CSI files MUST continue with these fiels after magic bytes:

  • min_shift (i32): minimum shift for binning (BAI/tabix use 14)
  • depth (i32): number of binning levels (BAI/tabix use 5)
  • l_aux (i32): length of auxiliary data
  • aux (bytes): auxiliary data (for SAM: same column configuration as tabix header)

Note: CSI support (r[csi.*] requirements below) is deferred. The initial implementation supports tabix only, which covers the common case of bgzf-compressed indexed SAM files. CSI adds support for references > 512 Mbp and is needed for some plant/polyploid BAM files.

csi.binning

CSI generalizes the BAI binning scheme with configurable min_shift and depth. The bin ID formula is the same as tabix/BAI but parameterized:

bin_id(level, pos) = ((1 << 3*level) - 1) / 7 + (pos >> (min_shift + 3*(depth - level)))

where level counts from root (0) to leaf (depth).

The reg2bins function MUST be parameterized by min_shift and depth rather than using a hard-coded levels array. The existing BAM reg2bins implementation hard-codes [(1,26), (9,23), (73,20), (585,17), (4681,14)] — this must be refactored to compute these values dynamically.

csi.bin_structure

CSI bins have a different structure from BAI/tabix bins:

  • bin_id (u32)
  • loff (u64): minimum virtual offset for this bin — replaces BAI's linear index
  • n_chunk (i32)
  • chunks: virtual offset pairs

The loff field per-bin replaces the separate linear index that BAI/tabix use. During queries, chunks with end <= loff of the leftmost overlapping bin SHOULD be skipped (same optimization as BAI's linear index).

csi.no_linear_index

CSI does NOT have a separate linear index array. The per-bin loff field serves the same purpose. The parser MUST NOT attempt to read a linear index after bins.

csi.pseudo_bin

The CSI pseudo-bin ID is ((1 << (depth*3 + 3)) - 1) / 7. For depth=5 this equals 37450 (same as BAI). Its chunks MUST NOT be included in query results.

csi.query

CSI queries produce the same output as BAI/tabix queries: a list of virtual offset chunk ranges to scan. RegionBuf::load() can be reused unchanged since it operates on Vec<Chunk>.
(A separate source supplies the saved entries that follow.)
PR #2838, opened 2023-06-23
buffer the reply which generated too soon

hao1939:
Now the reply generated too soon would be simply dropped.
The PR buffers the reply in a str, so we won't lost it.

### DIFF
--- a/modules/text_generation.py
+++ b/modules/text_generation.py
@@ -202,6 +202,7 @@ def _generate_reply(question, state, stopping_strings=None, is_chat=False):
     seed = set_manual_seed(state['seed'])
     last_update = -1
     reply = ''
+    buf = ''  # buf the return value of generate_func
     is_stream = state['stream']
     if len(all_stop_strings) > 0 and not state['stream']:
         state['stream'] = True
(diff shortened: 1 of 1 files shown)


oobabooga:
What do you mean by reply generated too soon?

hao1939:
When there are two `reply`s generated faster than 24 fps, the first one would just be overrided, we lost it.

image

oobabooga:
There is a final `yield reply` at the end of the `_generate_reply` function that handles this case, so no change is needed.

hao1939:
I believe you don't understand the case.

for streaming, the while loop could execute multiple times before the final yield, which means some reply was just dropped.

if len(all_stop_strings) > 0 and not state['stream']:
        state['stream'] = True

hao1939:
I fix it because my model prints nothing in streaming mode, it takes hours to figure out the root cause.

hao1939:
let me describe the case in details:
1. supposing there are three replys coming in lsess than 0.041666666666666664.
2. the `if cur_time - last_update > 0.041666666666666664:` would be false, so the reply not yield
3. the the reply would overrided
4. once we reach the final yield, we can only see the lasted reply

hao1939:
@oobabooga just update the 0.041666666666666664 to a large num, you can easily reproduce the issue.

PR #2845, opened 2023-06-24
Organize chat history/character import menu

missionfloyd:
- Moved the labels to the controls themselves.
- Changed profile picture to `gr.Image()`.
- Moved TavernAI to a separate tab.
- Added a Submit button to TavernAI tab. I was dropping files then clicking Submit, and wondering why there were errors. Until I looked at the code and realized that just dropping the file did it.
- Submit buttons are only clickable if the corresponding file is loaded.
- Changed "Click me" button to "Refresh".

Untitled

### DIFF
--- a/modules/chat.py
+++ b/modules/chat.py
@@ -598,7 +598,6 @@ def upload_character(json_file, img, tavern=False):
         f.write(json_file)
 
     if img is not None:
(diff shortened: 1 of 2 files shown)


oobabooga:
The chat tab looks much better now, thanks!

Shared query infrastructure

index.shared_query

The existing BamIndex::query() returns Vec<Chunk> with begin/end virtual offsets. The tabix and CSI parsers MUST produce the same Vec<Chunk> output so that RegionBuf::load() can be reused unchanged. The binning parameters differ but the output format is identical.

index.shared_types

Chunk and VirtualOffset types from the BAM index module MUST be reused by tabix/CSI indexes.

Edge cases

index.edge.large_refs

References longer than 512 Mbp require CSI (BAI/tabix with min_shift=14, depth=5 cannot represent them). The reader MUST support CSI indexes for BAM files too (not just SAM), since some BAM files from plant/polyploid genomes use CSI.

index.edge.no_records

A reference with no records has no bins and no linear index entries. Queries for such references MUST return an empty chunk list (not an error).

index.edge.name_mismatch

Tabix stores sequence names in the index header. These MUST match the names in the SAM header's @SQ lines. A mismatch SHOULD produce a warning (the index may be stale). CSI does NOT store sequence names — this check applies only to tabix.